A vector or environment

...

A list of accessors for indexing into the object. Can be an positive integer, a negative integer (to index from the right), a string (to index into names), or an accessor function (except for the assignment variants which only support names and positions). If the object being indexed is an S4 object, accessing it by name will return the corresponding slot.

Dynamic dots are supported. In particular, if your accessors are stored in a list, you can splice that in with !!!.

.default

Value to use if target is NULL or absent.

value

A value to replace in .x at the pluck location. Use zap() to instead remove the element.

Details

  • You can pluck or chuck with standard accessors like integer positions and string names, and also accepts arbitrary accessor functions, i.e. functions that take an object and return some internal piece.

    This is often more readable than a mix of operators and accessors because it reads linearly and is free of syntactic cruft. Compare: accessor(x[[1]])$foo to pluck(x, 1, accessor, "foo").

  • These accessors never partial-match.

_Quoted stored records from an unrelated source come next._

PR #231, opened 2021-03-09
Remove WMAP GPS station

mklewandowski:
Remove the WMAP GPS station that has odd vector information.

Can be tested here:
https://geocode-app.concord.org/branch/remove-wmap/index.html

Map without WMAP:
image


sfentress (approved):
:+1:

This is unlike $ which will select the disp object if you write mtcars$di.

See also

attr_getter() for creating attribute getters suitable for use with pluck() and chuck(). modify_in() for applying a function to a pluck location.

Examples

# Let's create a list of data structures:
obj1 <- list("a", list(1, elt = "foo"))
obj2 <- list("b", list(2, elt = "bar"))
x <- list(obj1, obj2)

# pluck() provides a way of retrieving objects from such data
# structures using a combination of numeric positions, vector or
# list names, and accessor functions.

# Numeric positions index into the list by position, just like `[[`:
pluck(x, 1)
#> [[1]]
#> [1] "a"
#> 
#> [[2]]
#> [[2]][[1]]
#> [1] 1
#> 
#> [[2]]$elt
#> [1] "foo"
#> 
#> 
# same as x[[1]]

# Index from the back
pluck(x, -1)
#> [[1]]
#> [1] "b"
#> 
#> [[2]]
#> [[2]][[1]]
#> [1] 2
#> 
#> [[2]]$elt
#> [1] "bar"
#> 
#> 
# same as x[[2]]

pluck(x, 1, 2)
#> [[1]]
#> [1] 1
#> 
#> $elt
#> [1] "foo"
#> 
# same as x[[1]][[2]]

# Supply names to index into named vectors:
pluck(x, 1, 2, "elt")
#> [1] "foo"
# same as x[[1]][[2]][["elt"]]

# By default, pluck() consistently returns `NULL` when an element
# does not exist:
pluck(x, 10)
#> NULL
try(x[[10]])
#> Error in x[[10]] : subscript out of bounds

# You can also supply a default value for non-existing elements:
pluck(x, 10, .default = NA)
#> [1] NA

# The map() functions use pluck() by default to retrieve multiple
# values from a list:
map_chr(x, 1)
#> [1] "a" "b"
map_int(x, c(2, 1))
#> [1] 1 2

# pluck() also supports accessor functions:
my_element <- function(x) x[[2]]$elt
pluck(x, 1, my_element)
#> [1] "foo"
pluck(x, 2, my_element)
#> [1] "bar"

# Even for this simple data structure, this is more readable than
# the alternative form because it requires you to read both from
# right-to-left and from left-to-right in different parts of the
# expression:
my_element(x[[1]])
#> [1] "foo"

# If you have a list of accessors, you can splice those in with `!!!`:
idx <- list(1, my_element)
pluck(x, !!!idx)
#> [1] "foo"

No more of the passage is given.